### What is needed
Once you find the line with "as a union." in the entries below, return exactly every line from it through the line with "In conclusion, the".

Collected data:
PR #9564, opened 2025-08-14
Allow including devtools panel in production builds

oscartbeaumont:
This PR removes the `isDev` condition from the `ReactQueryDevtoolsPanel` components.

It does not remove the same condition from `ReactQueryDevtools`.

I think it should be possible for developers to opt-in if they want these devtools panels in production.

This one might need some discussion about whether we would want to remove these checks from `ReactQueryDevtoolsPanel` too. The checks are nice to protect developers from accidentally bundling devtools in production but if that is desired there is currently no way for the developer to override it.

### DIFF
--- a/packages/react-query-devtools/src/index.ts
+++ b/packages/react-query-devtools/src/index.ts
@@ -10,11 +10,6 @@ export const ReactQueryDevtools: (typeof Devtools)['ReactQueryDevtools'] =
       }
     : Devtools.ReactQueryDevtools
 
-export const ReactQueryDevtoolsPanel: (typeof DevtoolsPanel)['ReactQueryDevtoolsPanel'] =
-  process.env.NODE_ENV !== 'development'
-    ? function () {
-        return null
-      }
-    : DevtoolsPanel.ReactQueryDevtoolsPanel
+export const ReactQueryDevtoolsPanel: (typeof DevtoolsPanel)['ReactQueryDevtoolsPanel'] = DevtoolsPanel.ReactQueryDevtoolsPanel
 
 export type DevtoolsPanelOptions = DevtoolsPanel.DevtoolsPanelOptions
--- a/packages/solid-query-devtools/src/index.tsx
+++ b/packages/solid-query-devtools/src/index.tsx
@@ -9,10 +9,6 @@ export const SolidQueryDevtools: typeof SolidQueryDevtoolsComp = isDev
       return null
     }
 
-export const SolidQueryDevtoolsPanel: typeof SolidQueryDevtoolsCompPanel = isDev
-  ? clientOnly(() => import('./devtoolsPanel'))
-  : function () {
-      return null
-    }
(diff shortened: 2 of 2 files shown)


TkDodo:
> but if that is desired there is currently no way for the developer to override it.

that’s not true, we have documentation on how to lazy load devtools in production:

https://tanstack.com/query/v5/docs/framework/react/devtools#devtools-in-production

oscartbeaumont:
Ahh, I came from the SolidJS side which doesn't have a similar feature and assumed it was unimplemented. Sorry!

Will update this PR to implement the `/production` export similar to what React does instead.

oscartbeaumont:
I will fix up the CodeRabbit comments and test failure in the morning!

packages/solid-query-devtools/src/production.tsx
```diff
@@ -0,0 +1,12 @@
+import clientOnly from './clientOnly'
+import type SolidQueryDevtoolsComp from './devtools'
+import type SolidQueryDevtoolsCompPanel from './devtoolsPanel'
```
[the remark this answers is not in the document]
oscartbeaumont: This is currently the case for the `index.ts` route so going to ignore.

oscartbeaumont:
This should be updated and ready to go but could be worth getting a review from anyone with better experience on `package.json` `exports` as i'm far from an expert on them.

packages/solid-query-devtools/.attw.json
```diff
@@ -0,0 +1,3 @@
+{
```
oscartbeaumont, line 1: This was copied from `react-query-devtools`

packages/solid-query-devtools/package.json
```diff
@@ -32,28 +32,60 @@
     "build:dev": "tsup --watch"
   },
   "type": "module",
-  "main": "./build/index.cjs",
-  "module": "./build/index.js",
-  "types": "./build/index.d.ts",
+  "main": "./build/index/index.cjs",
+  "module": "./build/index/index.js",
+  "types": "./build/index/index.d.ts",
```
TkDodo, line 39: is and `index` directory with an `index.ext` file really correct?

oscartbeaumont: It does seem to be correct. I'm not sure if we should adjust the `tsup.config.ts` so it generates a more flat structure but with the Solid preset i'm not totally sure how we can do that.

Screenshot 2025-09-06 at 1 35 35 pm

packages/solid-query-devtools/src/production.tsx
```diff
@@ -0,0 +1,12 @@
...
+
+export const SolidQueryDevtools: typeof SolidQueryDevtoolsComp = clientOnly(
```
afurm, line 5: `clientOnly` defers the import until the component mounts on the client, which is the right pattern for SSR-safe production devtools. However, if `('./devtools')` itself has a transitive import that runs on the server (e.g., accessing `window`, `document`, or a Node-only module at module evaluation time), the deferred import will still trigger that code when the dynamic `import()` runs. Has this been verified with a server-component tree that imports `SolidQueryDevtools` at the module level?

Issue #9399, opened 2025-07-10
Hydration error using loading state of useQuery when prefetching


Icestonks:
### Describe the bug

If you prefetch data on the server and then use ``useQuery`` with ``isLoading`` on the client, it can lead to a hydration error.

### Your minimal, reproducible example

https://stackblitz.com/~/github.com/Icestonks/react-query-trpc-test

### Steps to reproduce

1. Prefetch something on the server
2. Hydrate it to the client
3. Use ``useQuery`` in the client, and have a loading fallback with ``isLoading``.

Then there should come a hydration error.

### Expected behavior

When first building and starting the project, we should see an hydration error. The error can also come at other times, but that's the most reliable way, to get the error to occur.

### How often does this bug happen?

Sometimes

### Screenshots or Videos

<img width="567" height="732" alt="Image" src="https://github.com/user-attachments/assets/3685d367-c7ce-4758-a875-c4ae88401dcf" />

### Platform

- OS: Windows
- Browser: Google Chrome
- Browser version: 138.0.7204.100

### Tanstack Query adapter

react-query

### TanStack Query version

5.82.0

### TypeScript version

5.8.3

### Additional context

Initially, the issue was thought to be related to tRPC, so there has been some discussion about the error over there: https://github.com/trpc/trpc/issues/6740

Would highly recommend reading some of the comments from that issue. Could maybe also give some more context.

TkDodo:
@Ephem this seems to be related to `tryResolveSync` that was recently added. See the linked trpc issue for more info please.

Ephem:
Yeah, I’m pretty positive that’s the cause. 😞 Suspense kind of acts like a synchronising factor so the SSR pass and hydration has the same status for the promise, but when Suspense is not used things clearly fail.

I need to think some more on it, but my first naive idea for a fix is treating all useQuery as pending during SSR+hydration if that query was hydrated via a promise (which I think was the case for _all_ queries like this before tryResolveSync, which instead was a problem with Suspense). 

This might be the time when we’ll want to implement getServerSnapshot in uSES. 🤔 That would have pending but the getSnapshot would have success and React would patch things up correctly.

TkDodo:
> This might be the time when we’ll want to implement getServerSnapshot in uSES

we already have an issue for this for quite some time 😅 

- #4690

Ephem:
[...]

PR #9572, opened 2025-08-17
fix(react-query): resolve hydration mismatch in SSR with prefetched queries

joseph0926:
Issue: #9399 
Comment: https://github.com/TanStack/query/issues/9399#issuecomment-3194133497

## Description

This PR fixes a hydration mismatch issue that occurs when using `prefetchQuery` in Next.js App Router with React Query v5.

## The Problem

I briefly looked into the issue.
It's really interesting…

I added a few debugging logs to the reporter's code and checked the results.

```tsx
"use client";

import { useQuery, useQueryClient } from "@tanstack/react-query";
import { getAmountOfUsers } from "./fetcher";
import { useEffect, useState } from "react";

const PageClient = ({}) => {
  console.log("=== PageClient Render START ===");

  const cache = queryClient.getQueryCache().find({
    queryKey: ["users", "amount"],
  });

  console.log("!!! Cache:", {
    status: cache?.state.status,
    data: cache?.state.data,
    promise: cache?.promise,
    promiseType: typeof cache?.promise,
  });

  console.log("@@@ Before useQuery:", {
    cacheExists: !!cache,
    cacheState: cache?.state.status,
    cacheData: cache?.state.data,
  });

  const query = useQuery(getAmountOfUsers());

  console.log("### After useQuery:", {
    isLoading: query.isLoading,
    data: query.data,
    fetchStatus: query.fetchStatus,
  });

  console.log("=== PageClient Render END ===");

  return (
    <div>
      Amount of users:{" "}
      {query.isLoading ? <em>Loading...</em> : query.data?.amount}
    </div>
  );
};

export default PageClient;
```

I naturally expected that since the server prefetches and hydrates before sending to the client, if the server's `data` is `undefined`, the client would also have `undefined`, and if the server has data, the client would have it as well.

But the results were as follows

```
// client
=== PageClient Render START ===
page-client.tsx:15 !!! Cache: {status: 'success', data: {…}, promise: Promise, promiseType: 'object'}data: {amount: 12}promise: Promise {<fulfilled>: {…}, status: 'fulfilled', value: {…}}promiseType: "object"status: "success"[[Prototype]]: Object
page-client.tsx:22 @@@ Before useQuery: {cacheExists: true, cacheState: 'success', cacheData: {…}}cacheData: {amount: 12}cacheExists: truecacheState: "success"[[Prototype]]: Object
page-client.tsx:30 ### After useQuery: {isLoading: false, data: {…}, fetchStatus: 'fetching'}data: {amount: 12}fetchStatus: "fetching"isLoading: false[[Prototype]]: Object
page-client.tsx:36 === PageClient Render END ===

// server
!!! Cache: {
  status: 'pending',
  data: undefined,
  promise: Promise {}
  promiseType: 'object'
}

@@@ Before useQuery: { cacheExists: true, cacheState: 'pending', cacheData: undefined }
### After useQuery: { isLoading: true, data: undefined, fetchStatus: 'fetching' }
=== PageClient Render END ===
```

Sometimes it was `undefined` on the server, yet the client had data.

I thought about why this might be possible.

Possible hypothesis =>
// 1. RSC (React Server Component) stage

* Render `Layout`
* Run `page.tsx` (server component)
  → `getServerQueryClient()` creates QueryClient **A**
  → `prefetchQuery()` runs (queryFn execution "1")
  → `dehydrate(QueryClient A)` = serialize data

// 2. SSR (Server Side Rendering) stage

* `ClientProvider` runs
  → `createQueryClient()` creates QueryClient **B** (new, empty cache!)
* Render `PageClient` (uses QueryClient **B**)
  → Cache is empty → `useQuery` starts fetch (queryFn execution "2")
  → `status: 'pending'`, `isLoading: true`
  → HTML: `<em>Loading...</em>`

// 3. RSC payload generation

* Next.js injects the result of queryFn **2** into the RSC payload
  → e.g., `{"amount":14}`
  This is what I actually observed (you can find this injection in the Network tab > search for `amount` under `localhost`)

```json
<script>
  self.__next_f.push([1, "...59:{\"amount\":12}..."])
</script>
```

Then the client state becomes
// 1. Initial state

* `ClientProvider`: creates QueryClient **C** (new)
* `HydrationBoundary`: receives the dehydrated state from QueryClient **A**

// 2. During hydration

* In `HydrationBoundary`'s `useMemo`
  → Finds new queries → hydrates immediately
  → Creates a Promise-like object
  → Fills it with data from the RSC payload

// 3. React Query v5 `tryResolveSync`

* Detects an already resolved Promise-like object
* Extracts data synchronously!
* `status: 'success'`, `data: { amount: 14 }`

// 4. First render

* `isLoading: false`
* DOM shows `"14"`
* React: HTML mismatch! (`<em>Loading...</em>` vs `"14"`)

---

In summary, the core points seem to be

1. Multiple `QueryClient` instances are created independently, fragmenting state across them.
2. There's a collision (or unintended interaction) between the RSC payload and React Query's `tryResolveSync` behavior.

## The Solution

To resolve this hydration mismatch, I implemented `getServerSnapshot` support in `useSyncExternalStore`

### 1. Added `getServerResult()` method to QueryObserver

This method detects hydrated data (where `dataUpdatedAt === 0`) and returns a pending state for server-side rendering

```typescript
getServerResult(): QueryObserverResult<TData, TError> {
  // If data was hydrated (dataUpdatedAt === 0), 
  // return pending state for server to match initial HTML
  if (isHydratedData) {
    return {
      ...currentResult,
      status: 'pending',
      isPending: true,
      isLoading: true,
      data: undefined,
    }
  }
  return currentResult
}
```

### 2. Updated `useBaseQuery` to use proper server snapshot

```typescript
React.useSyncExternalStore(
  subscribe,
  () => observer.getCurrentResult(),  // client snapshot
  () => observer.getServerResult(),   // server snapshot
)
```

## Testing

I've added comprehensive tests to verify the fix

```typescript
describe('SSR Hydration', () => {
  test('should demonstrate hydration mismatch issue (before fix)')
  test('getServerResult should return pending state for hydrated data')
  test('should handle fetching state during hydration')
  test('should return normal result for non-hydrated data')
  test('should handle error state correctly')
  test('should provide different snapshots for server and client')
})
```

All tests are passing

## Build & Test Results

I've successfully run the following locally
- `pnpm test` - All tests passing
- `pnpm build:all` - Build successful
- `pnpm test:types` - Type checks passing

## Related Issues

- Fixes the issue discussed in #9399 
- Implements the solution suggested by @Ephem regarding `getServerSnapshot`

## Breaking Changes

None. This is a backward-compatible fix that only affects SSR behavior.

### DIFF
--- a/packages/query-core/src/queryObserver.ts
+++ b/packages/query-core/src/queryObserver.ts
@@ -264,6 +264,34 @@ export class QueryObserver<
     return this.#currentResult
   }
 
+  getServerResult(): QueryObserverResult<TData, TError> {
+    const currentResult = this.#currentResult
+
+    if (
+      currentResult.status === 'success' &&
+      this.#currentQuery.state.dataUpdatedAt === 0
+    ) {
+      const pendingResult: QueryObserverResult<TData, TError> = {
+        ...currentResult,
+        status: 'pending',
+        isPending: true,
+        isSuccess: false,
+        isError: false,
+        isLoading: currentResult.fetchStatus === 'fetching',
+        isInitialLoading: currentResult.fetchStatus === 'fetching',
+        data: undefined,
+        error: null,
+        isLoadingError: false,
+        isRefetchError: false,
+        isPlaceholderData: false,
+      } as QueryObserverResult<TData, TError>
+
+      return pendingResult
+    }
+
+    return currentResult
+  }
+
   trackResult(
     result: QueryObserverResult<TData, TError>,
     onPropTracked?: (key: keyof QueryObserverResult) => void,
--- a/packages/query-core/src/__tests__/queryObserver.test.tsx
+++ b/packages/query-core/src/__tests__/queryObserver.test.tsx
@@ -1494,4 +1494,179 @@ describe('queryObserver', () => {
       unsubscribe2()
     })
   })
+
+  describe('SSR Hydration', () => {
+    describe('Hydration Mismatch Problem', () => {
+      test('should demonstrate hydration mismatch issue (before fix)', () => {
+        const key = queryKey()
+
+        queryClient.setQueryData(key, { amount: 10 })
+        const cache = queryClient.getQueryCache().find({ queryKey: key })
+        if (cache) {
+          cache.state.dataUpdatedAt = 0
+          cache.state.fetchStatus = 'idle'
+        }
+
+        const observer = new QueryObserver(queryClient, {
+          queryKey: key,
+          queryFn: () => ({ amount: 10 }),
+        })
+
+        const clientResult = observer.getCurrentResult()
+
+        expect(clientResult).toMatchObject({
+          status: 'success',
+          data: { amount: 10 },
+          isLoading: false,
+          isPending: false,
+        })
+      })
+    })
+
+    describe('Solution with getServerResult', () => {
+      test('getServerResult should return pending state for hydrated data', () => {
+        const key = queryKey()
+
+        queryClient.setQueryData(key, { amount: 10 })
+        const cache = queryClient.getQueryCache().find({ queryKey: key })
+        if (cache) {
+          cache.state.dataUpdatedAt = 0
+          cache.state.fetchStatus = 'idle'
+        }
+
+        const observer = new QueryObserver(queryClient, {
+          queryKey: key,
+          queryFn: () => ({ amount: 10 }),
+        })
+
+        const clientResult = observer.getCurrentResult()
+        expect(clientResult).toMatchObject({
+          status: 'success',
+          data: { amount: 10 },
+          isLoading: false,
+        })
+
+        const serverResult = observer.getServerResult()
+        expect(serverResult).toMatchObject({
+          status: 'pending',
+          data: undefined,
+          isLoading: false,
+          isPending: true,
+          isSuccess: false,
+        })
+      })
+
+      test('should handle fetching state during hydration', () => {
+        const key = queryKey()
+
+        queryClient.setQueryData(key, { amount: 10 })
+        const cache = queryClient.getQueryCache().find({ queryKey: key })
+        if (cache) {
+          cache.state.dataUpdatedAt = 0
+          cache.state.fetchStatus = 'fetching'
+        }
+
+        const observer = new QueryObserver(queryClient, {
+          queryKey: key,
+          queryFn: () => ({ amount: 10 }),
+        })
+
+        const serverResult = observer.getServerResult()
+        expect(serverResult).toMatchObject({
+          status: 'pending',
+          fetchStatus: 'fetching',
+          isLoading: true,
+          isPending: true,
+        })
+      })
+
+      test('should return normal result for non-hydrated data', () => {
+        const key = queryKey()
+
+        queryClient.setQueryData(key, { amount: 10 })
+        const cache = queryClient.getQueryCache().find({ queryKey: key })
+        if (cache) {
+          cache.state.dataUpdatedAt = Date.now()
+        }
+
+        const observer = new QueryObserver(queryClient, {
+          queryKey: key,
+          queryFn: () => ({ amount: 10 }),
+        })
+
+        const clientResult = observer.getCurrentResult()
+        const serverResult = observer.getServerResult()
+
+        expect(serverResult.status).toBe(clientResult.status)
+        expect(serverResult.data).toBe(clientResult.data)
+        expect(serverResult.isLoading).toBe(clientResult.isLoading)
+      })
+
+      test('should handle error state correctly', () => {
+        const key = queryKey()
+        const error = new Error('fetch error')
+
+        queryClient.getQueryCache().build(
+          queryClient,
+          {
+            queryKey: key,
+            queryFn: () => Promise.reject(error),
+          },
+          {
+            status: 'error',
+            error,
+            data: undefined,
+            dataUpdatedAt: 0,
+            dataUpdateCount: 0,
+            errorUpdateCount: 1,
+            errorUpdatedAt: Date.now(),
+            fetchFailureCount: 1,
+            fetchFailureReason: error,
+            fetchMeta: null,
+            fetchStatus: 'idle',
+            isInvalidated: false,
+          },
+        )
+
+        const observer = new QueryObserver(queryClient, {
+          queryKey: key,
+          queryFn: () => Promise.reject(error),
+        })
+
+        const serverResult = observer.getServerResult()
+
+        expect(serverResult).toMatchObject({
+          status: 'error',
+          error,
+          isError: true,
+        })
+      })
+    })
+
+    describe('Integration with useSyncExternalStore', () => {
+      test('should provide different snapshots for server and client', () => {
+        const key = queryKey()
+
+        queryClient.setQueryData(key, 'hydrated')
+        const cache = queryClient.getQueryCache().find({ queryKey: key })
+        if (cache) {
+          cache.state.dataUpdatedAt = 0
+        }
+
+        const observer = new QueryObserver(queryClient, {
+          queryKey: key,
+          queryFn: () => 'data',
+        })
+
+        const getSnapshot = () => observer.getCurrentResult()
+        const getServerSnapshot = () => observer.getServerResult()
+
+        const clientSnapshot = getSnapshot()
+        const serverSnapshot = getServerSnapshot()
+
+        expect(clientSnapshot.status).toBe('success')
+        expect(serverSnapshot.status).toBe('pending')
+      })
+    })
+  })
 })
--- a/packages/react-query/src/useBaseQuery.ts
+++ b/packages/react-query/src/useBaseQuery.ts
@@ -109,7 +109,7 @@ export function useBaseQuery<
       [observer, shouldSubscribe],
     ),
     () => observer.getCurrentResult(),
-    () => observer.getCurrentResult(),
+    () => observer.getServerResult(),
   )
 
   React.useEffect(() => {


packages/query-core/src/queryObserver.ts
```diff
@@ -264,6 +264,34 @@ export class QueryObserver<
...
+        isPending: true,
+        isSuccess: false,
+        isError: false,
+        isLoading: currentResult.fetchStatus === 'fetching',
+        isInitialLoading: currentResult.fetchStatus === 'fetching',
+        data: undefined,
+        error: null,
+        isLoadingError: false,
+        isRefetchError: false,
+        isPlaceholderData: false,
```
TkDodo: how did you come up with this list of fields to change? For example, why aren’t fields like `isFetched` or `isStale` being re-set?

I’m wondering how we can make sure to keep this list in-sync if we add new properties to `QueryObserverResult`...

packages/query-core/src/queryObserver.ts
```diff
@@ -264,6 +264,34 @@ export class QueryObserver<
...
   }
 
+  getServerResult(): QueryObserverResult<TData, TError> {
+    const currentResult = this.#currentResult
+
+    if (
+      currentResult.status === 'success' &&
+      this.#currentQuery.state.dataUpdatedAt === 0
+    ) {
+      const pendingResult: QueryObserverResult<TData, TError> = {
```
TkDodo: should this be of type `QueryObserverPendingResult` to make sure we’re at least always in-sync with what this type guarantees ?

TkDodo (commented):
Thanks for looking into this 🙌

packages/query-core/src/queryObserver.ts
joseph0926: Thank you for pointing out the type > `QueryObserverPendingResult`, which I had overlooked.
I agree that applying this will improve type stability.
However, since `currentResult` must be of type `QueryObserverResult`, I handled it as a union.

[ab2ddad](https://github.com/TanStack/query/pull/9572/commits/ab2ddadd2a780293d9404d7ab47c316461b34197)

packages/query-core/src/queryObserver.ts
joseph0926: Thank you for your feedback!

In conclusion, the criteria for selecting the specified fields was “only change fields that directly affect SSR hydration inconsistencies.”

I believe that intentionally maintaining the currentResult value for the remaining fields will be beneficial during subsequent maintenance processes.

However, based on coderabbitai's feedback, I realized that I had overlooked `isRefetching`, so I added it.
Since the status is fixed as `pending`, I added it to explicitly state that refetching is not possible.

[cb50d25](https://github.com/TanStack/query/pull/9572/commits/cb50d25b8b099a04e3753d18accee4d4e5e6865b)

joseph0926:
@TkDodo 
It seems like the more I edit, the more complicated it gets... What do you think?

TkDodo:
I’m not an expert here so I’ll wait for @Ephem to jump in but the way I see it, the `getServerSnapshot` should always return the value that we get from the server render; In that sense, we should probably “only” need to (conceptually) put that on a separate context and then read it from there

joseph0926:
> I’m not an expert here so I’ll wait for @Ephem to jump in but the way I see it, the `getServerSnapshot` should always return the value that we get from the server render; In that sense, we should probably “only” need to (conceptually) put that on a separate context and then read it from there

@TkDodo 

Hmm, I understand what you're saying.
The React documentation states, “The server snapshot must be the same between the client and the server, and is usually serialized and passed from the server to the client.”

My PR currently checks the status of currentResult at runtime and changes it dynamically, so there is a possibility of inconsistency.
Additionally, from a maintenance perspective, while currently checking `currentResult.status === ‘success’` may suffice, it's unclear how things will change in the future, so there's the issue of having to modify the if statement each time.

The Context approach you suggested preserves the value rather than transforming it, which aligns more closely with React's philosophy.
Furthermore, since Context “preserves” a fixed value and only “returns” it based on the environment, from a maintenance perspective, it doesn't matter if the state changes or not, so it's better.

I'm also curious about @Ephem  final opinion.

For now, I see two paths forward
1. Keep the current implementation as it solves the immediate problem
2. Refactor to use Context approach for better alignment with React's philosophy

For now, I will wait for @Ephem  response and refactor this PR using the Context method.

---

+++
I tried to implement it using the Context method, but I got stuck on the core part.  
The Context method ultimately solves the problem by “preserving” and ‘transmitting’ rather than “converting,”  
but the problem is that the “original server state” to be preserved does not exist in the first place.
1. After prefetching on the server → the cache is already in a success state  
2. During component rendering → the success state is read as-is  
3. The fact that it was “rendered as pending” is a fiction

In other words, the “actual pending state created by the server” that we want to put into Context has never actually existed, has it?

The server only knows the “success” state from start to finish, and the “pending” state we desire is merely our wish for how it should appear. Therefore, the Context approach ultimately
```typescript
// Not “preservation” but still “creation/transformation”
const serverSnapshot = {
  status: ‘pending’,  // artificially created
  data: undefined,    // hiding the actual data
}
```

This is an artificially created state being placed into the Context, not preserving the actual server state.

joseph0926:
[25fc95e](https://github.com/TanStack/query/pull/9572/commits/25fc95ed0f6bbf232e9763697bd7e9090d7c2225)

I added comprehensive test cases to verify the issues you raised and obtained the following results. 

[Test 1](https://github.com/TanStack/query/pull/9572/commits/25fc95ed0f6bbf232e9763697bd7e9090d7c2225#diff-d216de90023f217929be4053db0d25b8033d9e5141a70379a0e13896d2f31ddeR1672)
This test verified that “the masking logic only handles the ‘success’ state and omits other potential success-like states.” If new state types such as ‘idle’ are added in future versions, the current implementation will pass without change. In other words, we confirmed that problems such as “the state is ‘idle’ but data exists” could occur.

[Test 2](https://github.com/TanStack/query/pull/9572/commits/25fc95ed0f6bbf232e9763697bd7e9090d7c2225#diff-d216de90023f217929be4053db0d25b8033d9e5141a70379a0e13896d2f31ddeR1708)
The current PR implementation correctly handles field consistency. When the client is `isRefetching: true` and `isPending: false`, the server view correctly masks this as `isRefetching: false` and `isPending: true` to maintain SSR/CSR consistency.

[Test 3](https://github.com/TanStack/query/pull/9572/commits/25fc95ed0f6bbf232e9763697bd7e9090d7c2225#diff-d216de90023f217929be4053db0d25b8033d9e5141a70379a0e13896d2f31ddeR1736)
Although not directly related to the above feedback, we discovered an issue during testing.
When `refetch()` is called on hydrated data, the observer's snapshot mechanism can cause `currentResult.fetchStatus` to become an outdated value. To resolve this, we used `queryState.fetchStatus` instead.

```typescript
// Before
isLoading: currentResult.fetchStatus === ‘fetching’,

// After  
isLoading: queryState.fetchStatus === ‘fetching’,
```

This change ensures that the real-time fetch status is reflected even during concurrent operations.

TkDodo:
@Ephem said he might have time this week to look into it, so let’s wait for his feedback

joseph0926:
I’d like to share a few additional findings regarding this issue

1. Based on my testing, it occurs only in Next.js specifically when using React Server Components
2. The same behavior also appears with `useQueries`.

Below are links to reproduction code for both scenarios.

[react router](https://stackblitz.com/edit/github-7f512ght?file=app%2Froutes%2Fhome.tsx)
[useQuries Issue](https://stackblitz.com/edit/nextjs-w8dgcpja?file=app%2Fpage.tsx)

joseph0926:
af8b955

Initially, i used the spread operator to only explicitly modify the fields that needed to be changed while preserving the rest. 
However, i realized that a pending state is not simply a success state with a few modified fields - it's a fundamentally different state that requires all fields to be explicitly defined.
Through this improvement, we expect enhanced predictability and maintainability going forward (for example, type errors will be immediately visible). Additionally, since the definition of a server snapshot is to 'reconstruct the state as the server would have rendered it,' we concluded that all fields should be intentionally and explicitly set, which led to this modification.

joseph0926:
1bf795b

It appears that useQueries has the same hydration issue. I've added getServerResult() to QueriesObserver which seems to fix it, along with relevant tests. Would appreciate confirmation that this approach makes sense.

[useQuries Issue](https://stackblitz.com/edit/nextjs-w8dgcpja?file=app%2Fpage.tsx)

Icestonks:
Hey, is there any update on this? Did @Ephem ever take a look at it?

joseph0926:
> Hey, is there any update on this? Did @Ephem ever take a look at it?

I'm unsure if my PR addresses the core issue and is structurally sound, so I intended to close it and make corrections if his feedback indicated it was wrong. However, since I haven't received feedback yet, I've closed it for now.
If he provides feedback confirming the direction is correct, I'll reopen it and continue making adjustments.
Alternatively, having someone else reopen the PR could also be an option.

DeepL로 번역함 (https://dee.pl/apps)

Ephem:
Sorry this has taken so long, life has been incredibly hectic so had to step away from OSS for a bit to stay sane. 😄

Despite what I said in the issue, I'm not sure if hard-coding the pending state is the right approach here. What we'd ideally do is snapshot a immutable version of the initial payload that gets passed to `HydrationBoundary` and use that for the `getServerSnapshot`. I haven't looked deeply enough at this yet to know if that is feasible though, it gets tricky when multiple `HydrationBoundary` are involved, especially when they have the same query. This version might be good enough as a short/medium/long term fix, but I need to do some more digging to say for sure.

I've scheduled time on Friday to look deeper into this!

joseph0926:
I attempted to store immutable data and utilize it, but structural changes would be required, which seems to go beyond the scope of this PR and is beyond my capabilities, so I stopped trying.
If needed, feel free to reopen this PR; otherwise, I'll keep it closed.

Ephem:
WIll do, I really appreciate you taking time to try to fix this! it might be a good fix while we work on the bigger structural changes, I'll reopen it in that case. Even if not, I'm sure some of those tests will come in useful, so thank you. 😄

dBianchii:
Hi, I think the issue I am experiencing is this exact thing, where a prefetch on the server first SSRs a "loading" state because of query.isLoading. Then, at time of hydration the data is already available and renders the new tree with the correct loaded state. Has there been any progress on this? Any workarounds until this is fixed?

### Response to the task
However, since `currentResult` must be of type `QueryObserverResult`, I handled it as a union.

[ab2ddad](https://github.com/TanStack/query/pull/9572/commits/ab2ddadd2a780293d9404d7ab47c316461b34197)

packages/query-core/src/queryObserver.ts
joseph0926: Thank you for your feedback!

In conclusion, the criteria for selecting the specified fields was “only change fields that directly affect SSR hydration inconsistencies.”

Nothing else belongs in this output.